PR #1252, opened 2026-08-10
cogni-projects: projects-backfill roll-off recommender skill

### LINKED ISSUE #1115: cogni-projects: backfilling — recommend next assignment when a consultant rolls off
## Plugin
cogni-projects

## Epic context
Phase 3 (portfolio steering — deferred) of "Roadmap: cogni-projects — partner project-portfolio steering (staffing MVP first)". Deferred follow-up that reuses the Phase 2 staffing scorer; it must not block the staffing MVP.

## Use case
When a consultant rolls off a project (or a project ends), the partner needs to find the best next assignment for them and to fill the vacated role — steering people between projects with minimal bench time.

## Proposed solution
Add a domain-prefixed `projects-backfill` skill that, given a rolling-off consultant or a newly-open role, reuses `staffing-score.py` to (a) rank open roles for the freed consultant and (b) rank replacement consultants for the vacated role. Sketch AC: (1) for a given consultant, output ranks open roles by the same availability/profile/impact scoring; (2) for a vacated role, output ranks replacement candidates excluding the departing consultant; (3) respects availability windows so it never proposes an already-fully-allocated consultant.

**Two claims in this paragraph were disproved during grooming — the ratified `## Acceptance criteria` below supersede them:**

- **Sketch AC-3 is not satisfied by reuse.** `_availability_score()` (`staffing-score.py:198-212`) returns the exclusion signal only on **zero temporal overlap**, so a consultant at `allocation_pct: 100` is still emitted as a ranked candidate. Excluding a fully-allocated consultant needs an explicit `allocation_pct >= 100` filter in the new skill, and the departing consultant must be exempted from it or the feature filters out the very person it exists to place.
- **"~1 skill, minimal new script code" understates it.** Beyond the filter above, direction (a) has to decide how `strategic_impact` orders roles (it is constant within a role but varies across them), and true capacity netting would require reading `assignments/`, which `staffing-score.py` does not do at all (`_load_entities` covers only consultants and projects, `:319-324`). The ratified scope keeps this out by exempting the departing consultant and stating the limitation.

## Alternatives considered
A standalone re-implementation of the scoring logic — rejected: reuse the Phase 2 scorer to keep ranking consistent. Folding backfill into projects-staff — rejected: distinct trigger and output, cleaner as its own skill.

## Acceptance criteria

_Ratified via `/cogni-service:service-groom` — a base-grounded derivation against `origin/main`, with two maintainer decisions folded in: "fully allocated" means `allocation_pct >= 100` read from the raw field, and the departing consultant is **exempt** from that filter with the limitation stated in prose rather than netting capacity from assignment records._

**Structure and gates**

- [ ] A new skill file exists at exactly `cogni-projects/skills/projects-backfill/SKILL.md`; the directory name is domain-prefixed `projects-backfill`, matching the sibling convention in `cogni-projects/CLAUDE.md` Conventions.
- [ ] The new SKILL.md has valid **frontmatter** with the required keys (`name`, `description`, `allowed-tools`) and `name:` equal to the directory name `projects-backfill` — confirm via the frontmatter gate, not by eye.
- [ ] The new SKILL.md's `description` is written in the sibling trigger-phrase style (a "This skill should be used when…" sentence plus an explicit `Trigger on:` phrase list, as in `projects-staff/SKILL.md:3-12`) and names backfill/roll-off triggers such as "rolls off", "backfill", "next assignment", "replace on".
- [ ] The new SKILL.md is within the **skill length** / body cap budget — confirm by running the skill-length measurement gate, not by eye.
- [ ] No **breadcrumb** is introduced: the new SKILL.md and any edited SKILL.md / CLAUDE.md / README carry no issue or PR ref, version tag, or milestone/slice code. This issue's dependency reference is a live copy-paste risk — confirm with the breadcrumb gate.
- [ ] Plugin **structure** and the **manifest**s stay valid, and no version is bumped in the branch: `cogni-projects/.claude-plugin/plugin.json` still reads `"version": "0.0.13"` and the repo-root `.claude-plugin/marketplace.json` mirror is unchanged (the post-merge workflow owns the bump).
- [ ] `cogni-projects/README.md` lists the new skill in both auto-generated sections: a `- **projects-backfill** — …` bullet under `## What it does`, and a `| Skill | projects-backfill | … |` row in the `## Components` table. The intro sentence at `:21` ("Backfilling builds on top of these.") is updated so it no longer describes backfilling as not-yet-existing.
- [ ] `cogni-projects/CLAUDE.md` is updated in all three places that currently declare backfilling unbuilt: the header sentence "the backfilling recommender arrives in later roadmap children", the `skills/` tree block (a `projects-backfill/SKILL.md` line is added), and the "Planned (not yet scaffolded …): `skills/` for the backfilling recommender" item is removed or narrowed.

**Reuse, not re-implementation**

- [ ] The scoring logic is reused: the new SKILL.md invokes `scripts/staffing-score.py` (grep the skill body for `staffing-score.py`) using the same `python3 "${CLAUDE_PLUGIN_ROOT:-…}/scripts/staffing-score.py"` idiom as `projects-staff/SKILL.md:79`, and the diff introduces no second copy of the scoring constants — grep the whole diff for `W_AVAILABILITY`, `W_PROFILE_FIT`, `SENIORITY_NORM`, `TOKEN_OVERLAP_DISCOUNT`; they must appear only in `cogni-projects/scripts/staffing-score.py`.
- [ ] `projects-staff` is not regressed: if `staffing-score.py` is modified at all, the one-argument invocation `python3 staffing-score.py <portfolio-dir>` still returns the same `data` shape (`portfolio`, `weights`, `project_order`, `consultant_count`, `project_count`, `ranked_candidate_count`, `projects[]`) and the same exit codes (0 ok / 1 domain failure / 2 usage) — in particular the `len(argv) != 1` usage guard at `:412` must not have been loosened. If the script is unmodified, this item passes trivially; say so in the grade.

**Behavior — the two directions**

- [ ] Direction (a), freed consultant → ranked open roles, is specified concretely: the SKILL.md states that it walks `data.projects[].open_roles[].candidates[]` and keeps the entries whose `consultant` equals the rolling-off consultant's slug, producing one ranked row per open role. Grep for `open_roles` and `candidates` in the new skill body.
- [ ] Direction (a)'s cross-role ordering handles `strategic_impact` explicitly. Because `strategic_impact` is a per-project constant *within* a role (`staffing-score.py:55-64`, `:358-363`) but varies *across* roles, the SKILL.md either orders the consultant's role list using `candidates[].scores.strategic_impact` (or the project-level `strategic_impact_norm`) in addition to `scores.combined`, or explicitly states and justifies that role ranking uses `combined` alone. A skill that sorts by `combined` with no mention of strategic impact fails this item — grep the new skill body for `strategic_impact`.
- [ ] Direction (b), vacated role → replacement candidates, excludes the departing consultant by slug: the SKILL.md states that the departing consultant's entry is dropped from the role's `candidates[]` before ranking, and names the field it keys on (`candidates[].consultant`).

**AC-3 — never propose an already-fully-allocated consultant**

- [ ] The exclusion is an **explicit filter**, not the scorer's existing behavior: the SKILL.md excludes consultants whose `allocation_pct` is `>= 100`, read from the **raw field**, from both directions' recommendations. The bar is that the skill does NOT rely on the scorer for this — `_availability_score()` (`staffing-score.py:198-212`) returns the exclusion signal only on **zero temporal overlap**, so a consultant at `allocation_pct: 100` is still emitted with a positive availability sub-score. A diff whose only exclusion mechanism is the scorer's `excluded_count` fails this item.
- [ ] The filter keys on the raw `allocation_pct` field, **not** on `_headroom()`: `_headroom()` (`staffing-score.py:181-195`) also returns `0.0` for a present-but-non-numeric `allocation_pct`, which would silently drop data-quality cases as if they were fully booked. Grep the skill body to confirm it names `allocation_pct` and not headroom as the filter input.
- [ ] The **departing consultant is exempt** from that filter in direction (a), and the SKILL.md says so in a sentence naming the departing consultant and `allocation_pct` — otherwise a 100%-allocated departing consultant is filtered out of their own recommendation, which is self-defeating.
- [ ] That exemption's limitation is **stated, not hidden**: the SKILL.md records that the departing consultant's freed capacity is *assumed* rather than computed, because `staffing-score.py` never reads `assignments/` at all (`_load_entities` is called only for consultants and projects, `:319-324`). A skill that claims to net out freed capacity without reading assignment records fails this item.
- [ ] Availability-window respect is stated for the reused path too: the SKILL.md tells the reader that consultants with no overlap between their `available_from` / `available_until` window and the project window are already excluded by the scorer and surface only as the per-role `excluded_count`, and are never proposed. Grep for `excluded_count` or `available_from` in the new skill body.

**State, edge cases, determinism**

- [ ] The backfill run does not clobber `projects-staff`'s state: the SKILL.md writes its own artifact under `cogni-projects/<portfolio-slug>/` with a filename distinct from `staffing-recommendations.md`, and does not overwrite `.metadata/staffing-recommendations.json`, which `projects-staff/SKILL.md:96-100` owns. Grep the new skill for `staffing-recommendations` and confirm any mention is read-only.
- [ ] If the skill appends a run record, it uses an envelope `portfolio-init.sh` already seeds (`:87-89` — `execution-log.json` `{"transitions": []}`, `staffing-log.json` `{"matches": []}`, `decision-log.json` `{"decisions": []}`) and preserves that object envelope rather than overwriting it with a bare array, as `projects-staff/SKILL.md:144-148` instructs. If a new log filename is introduced instead, the skill must instruct creating it defensively with its exact seed shape, since `portfolio-init.sh` will not have seeded it.
- [ ] Degenerate and failure inputs are handled in prose, each findable as a distinct sentence: (i) the named consultant / project / role does not exist in the portfolio; (ii) the vacated role is not present in the project's `open_roles` — the common case immediately after a roll-off, so the skill must say to add it via `/cogni-projects:projects-entities` or handle the not-yet-open role; (iii) a role whose candidate list is empty after exclusions; (iv) the scorer returning `success: false`, including that an `error` naming `validate-entities.py` means a broken install, not a portfolio-data problem (`projects-staff/SKILL.md:82-88`).
- [ ] Test demand matches where the mechanism lives. If the diff adds or modifies executable code, it adds a stdlib-only regression test under `cogni-projects/tests/` runnable as `bash cogni-projects/tests/test-<name>.sh`, matching the house convention in `tests/test-render-dashboard.sh` (no pytest/pip, `{success,data,error}` envelope assertions), asserting at minimum the fully-allocated exclusion and the departing-consultant exemption. If the mechanism is carried entirely in SKILL.md prose with no executable change, a behavioral test is structurally impossible: the achievable bar is the code-shape-anchored greps above, and this item passes — do not re-litigate test coverage for prose.
- [ ] Determinism is preserved: no wall-clock value (`datetime.now`, `date.today`, `time.time`) is introduced into `staffing-score.py` or any new script, and any new ordering the skill specifies names a deterministic tiebreak (e.g. project or consultant slug ascending), matching the guarantee at `staffing-score.py:28-31`.

**Watch at review (not gated)**

- The likeliest wrong fix is pure reuse — transposing the scorer JSON and calling AC-3 satisfied because "the scorer already excludes unavailable consultants". It does not; it excludes only on zero temporal overlap.
- Direction (a) ranked by `scores.combined` alone quietly drops `strategic_impact` from the exact ranking where it finally discriminates.
- A half-measure that ships only direction (b) — the near-free slice of the existing output — and leaves direction (a), the actual "minimal bench time" value, as a sentence.
- `plugin.json`'s description still ends "…so the backfilling recommender builds on the same portfolio", which reads as forward-looking once backfilling exists. Description alignment is `cogni-docs:doc-sync` territory, not gated here.

_Affected components: cogni-projects/skills/projects-backfill/SKILL.md, cogni-projects/scripts/staffing-score.py_

_Complexity hint: medium_

## Depends on
- #1114 cogni-projects: staffing match engine (availability + profile + strategic impact) — MVP

claude-cogni-work:
Closes #1115.

## Summary

When a consultant rolls off a project, two questions open together: **where they go next**, and **who takes the role they left**. This adds `cogni-projects/skills/projects-backfill/SKILL.md`, which answers both from a single `staffing-score.py` run.

- **Direction (a)** walks `data.projects[].open_roles[].candidates[]` and keeps the rows whose `consultant` matches the departing consultant's slug — one ranked row per open role.
- **Direction (b)** takes the vacated role's `candidates[]` and drops the departing consultant, keyed on `candidates[].consultant`.

## The two non-obvious decisions

**Direction (a) leads on `strategic_impact`, not `scores.combined`.** Strategic impact is a per-project constant *within* a role, so it cannot discriminate inside one role's shortlist — but this table compares roles *across* projects, which is the one ranking where it does. Sorting on `combined` alone would silently drop the firm's own priority ordering at the exact moment it becomes meaningful. Ordering is `strategic_impact` desc → `scores.combined` desc → project slug → role label. A null raw `strategic_impact` renders an em dash and is keyed on the **raw** field, since the normalized value is `0.0` for both an absent value and a raw `1`.

**AC-3 is an explicit filter, not scorer behavior.** The scorer excludes a consultant only on **zero availability-window overlap** — a consultant at `allocation_pct: 100` still overlaps the window and is still ranked, merely with a lower availability sub-score. So the skill applies its own filter, and reads `allocation_pct` from the **raw consultant record**, because a scorer candidate carries only `consultant`, `name`, and `scores`. It deliberately does **not** key on the scorer's headroom: `_headroom()` returns `0.0` for a present-but-non-numeric `allocation_pct` as well as a genuinely full one, so filtering on it would discard a typo as though it were a booked consultant. Malformed values surface as data-quality findings instead.

The departing consultant is **exempt** from that filter in direction (a) — they are the one person the recommendation exists to place. That exemption's limitation is stated in the skill and in its output rather than hidden: their freed capacity is **assumed, not computed**, because `staffing-score.py` never reads `assignments/` (`_load_entities` is called only for consultants and projects).

## Scope decisions

- **Prose-only; no executable change.** The ratified acceptance criteria sanction either, and state that when the mechanism is carried entirely in SKILL.md prose the test item passes on its explicit prose branch. `scripts/staffing-score.py` is byte-identical to base, so the *projects-staff not regressed* criterion passes trivially — verify with `git diff --stat origin/main -- cogni-projects/scripts/ cogni-projects/tests/` (empty).
- **No scoring constant is duplicated.** `git grep -nE 'W_AVAILABILITY|W_PROFILE_FIT|SENIORITY_NORM|TOKEN_OVERLAP_DISCOUNT' cogni-projects` hits only `scripts/staffing-score.py`.
- **Own artifacts and own log.** `backfill-recommendations.md` + `.metadata/backfill-recommendations.json` (fixed shape, documented), plus `.metadata/backfill-log.json` with a create-if-absent instruction and its exact `{"backfills": []}` seed — the scaffolder seeds only the execution, staffing, and decision logs. The `projects-staff`-owned `staffing-recommendations*` files are referenced read-only and never written.
- **Doc scope is wider than the criteria enumerate.** Beyond the listed surfaces this also corrects the opening paragraph, the "more skills land later" italic, the MEANS paragraph, the `## Architecture` tree count and entries, the standalone-scope sentence in `README.md`, and the `.metadata/` bullet in `CLAUDE.md`. Each is a one-sentence truth edit inside a file already being touched; a surviving "backfilling is not built yet" sentence would just be a review finding.
- **No version bump.** `plugin.json` and `marketplace.json` both stay at `0.0.24`; the post-merge workflow owns the bump. (The issue text asserting `0.0.13` is stale — the binding intent is do-not-touch.)
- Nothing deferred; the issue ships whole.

--*--

### TASK REQUIREMENTS
Your answer should be the lines above from the one containing "- [ ] The exclusion" through the one containing "edge cases, determinism**", copied exactly and with both ends kept.

### ANSWER BOX
- [ ] The exclusion is an **explicit filter**, not the scorer's existing behavior: the SKILL.md excludes consultants whose `allocation_pct` is `>= 100`, read from the **raw field**, from both directions' recommendations. The bar is that the skill does NOT rely on the scorer for this — `_availability_score()` (`staffing-score.py:198-212`) returns the exclusion signal only on **zero temporal overlap**, so a consultant at `allocation_pct: 100` is still emitted with a positive availability sub-score. A diff whose only exclusion mechanism is the scorer's `excluded_count` fails this item.
- [ ] The filter keys on the raw `allocation_pct` field, **not** on `_headroom()`: `_headroom()` (`staffing-score.py:181-195`) also returns `0.0` for a present-but-non-numeric `allocation_pct`, which would silently drop data-quality cases as if they were fully booked. Grep the skill body to confirm it names `allocation_pct` and not headroom as the filter input.
- [ ] The **departing consultant is exempt** from that filter in direction (a), and the SKILL.md says so in a sentence naming the departing consultant and `allocation_pct` — otherwise a 100%-allocated departing consultant is filtered out of their own recommendation, which is self-defeating.
- [ ] That exemption's limitation is **stated, not hidden**: the SKILL.md records that the departing consultant's freed capacity is *assumed* rather than computed, because `staffing-score.py` never reads `assignments/` at all (`_load_entities` is called only for consultants and projects, `:319-324`). A skill that claims to net out freed capacity without reading assignment records fails this item.
- [ ] Availability-window respect is stated for the reused path too: the SKILL.md tells the reader that consultants with no overlap between their `available_from` / `available_until` window and the project window are already excluded by the scorer and surface only as the per-role `excluded_count`, and are never proposed. Grep for `excluded_count` or `available_from` in the new skill body.

**State, edge cases, determinism**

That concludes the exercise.